*** Opening MATERIAL SHOWN ***
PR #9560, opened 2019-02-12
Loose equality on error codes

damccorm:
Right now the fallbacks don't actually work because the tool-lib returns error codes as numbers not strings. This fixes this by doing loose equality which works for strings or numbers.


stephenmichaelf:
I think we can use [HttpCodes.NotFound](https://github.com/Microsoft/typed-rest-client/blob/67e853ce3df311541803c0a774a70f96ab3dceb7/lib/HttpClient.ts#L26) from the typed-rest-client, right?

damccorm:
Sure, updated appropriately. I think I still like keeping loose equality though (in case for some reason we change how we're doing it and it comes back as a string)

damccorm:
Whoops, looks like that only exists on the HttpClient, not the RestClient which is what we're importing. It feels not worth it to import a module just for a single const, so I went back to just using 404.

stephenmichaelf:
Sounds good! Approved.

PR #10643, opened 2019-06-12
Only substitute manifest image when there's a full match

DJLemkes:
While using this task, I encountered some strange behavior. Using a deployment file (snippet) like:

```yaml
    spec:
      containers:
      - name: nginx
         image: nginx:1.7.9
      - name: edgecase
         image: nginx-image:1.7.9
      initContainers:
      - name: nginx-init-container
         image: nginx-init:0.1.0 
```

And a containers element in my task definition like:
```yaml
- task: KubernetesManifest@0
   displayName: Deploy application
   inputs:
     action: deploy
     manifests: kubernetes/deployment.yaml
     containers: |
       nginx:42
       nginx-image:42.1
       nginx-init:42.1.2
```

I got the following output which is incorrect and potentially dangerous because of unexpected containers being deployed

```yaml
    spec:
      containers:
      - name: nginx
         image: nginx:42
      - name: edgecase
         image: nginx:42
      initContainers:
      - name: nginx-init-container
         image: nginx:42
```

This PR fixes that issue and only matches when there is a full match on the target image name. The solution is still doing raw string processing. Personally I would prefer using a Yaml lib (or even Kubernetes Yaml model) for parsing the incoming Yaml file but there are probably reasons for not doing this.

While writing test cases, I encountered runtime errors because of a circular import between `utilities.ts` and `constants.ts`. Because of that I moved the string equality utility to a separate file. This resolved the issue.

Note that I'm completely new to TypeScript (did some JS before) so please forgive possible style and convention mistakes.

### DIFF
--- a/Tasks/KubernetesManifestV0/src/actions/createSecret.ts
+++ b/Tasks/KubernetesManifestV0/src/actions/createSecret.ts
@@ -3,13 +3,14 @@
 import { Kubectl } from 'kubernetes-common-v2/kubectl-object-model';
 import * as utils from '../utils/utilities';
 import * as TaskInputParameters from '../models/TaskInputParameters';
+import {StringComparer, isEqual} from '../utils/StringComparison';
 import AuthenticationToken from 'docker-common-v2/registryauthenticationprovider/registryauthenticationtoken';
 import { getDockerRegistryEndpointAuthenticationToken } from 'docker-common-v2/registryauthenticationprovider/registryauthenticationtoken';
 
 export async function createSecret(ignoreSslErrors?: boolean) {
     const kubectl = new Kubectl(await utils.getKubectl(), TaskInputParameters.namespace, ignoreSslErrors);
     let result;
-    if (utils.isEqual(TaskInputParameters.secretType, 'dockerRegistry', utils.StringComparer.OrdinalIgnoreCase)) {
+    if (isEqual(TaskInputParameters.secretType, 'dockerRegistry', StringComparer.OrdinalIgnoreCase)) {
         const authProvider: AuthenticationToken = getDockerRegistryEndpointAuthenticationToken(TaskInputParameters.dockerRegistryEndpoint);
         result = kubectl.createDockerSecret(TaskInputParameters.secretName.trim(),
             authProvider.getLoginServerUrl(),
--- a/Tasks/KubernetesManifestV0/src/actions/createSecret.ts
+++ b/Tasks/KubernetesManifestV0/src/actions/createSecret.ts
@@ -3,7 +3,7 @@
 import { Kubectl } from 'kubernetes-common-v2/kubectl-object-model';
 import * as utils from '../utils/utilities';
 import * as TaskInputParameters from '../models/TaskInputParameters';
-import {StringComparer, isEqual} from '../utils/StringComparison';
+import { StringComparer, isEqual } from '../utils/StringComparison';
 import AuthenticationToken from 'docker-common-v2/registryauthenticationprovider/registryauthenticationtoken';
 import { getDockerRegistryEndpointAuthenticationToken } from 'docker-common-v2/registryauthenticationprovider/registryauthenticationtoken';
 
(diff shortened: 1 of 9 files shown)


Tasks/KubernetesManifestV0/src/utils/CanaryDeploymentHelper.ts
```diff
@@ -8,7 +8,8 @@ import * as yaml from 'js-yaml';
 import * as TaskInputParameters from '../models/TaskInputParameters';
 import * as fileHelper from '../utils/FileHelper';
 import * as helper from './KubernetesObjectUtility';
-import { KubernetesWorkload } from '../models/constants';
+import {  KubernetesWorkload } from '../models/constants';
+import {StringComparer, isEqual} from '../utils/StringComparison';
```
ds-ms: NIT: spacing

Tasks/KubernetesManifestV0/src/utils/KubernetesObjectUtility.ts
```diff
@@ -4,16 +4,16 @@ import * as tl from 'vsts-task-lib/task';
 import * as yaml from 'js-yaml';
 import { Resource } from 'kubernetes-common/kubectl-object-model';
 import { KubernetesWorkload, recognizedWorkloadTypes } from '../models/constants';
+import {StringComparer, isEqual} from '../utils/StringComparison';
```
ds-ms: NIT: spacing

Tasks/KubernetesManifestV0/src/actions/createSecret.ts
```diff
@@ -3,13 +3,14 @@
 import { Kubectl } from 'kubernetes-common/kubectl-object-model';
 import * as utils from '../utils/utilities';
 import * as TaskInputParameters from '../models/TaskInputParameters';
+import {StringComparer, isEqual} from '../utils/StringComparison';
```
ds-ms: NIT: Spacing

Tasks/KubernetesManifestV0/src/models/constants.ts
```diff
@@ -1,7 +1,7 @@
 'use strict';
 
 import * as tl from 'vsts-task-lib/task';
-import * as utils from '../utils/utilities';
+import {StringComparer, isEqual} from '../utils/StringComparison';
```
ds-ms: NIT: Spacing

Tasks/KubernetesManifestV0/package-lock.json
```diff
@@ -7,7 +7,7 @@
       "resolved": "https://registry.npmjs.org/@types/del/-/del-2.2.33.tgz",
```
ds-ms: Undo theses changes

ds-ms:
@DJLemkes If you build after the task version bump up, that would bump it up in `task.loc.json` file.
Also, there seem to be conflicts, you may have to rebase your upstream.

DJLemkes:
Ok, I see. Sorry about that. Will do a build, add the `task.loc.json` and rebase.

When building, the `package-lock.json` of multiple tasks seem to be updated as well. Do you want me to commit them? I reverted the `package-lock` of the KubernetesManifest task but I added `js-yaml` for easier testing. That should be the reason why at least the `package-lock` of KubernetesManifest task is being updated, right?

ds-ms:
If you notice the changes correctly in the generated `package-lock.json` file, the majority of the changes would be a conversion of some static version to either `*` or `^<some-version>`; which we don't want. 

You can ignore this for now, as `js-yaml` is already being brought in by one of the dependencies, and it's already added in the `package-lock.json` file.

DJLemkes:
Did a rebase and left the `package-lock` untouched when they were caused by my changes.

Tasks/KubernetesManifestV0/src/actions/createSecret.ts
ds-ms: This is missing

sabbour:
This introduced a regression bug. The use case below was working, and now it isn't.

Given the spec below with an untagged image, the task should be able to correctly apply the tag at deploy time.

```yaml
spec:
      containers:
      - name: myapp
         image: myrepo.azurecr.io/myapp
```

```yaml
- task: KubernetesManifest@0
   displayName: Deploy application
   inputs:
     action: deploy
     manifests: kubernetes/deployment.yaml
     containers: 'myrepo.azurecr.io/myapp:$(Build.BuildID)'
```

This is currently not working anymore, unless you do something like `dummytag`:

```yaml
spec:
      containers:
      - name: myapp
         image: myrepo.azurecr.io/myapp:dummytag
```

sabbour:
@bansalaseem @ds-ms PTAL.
*** Closing MATERIAL SHOWN ***
Look over the records. Copy the lines that include the word "package".

Tasks/KubernetesManifestV0/package-lock.json
When building, the `package-lock.json` of multiple tasks seem to be updated as well. Do you want me to commit them? I reverted the `package-lock` of the KubernetesManifest task but I added `js-yaml` for easier testing. That should be the reason why at least the `package-lock` of KubernetesManifest task is being updated, right?
If you notice the changes correctly in the generated `package-lock.json` file, the majority of the changes would be a conversion of some static version to either `*` or `^<some-version>`; which we don't want. 
You can ignore this for now, as `js-yaml` is already being brought in by one of the dependencies, and it's already added in the `package-lock.json` file.
Did a rebase and left the `package-lock` untouched when they were caused by my changes.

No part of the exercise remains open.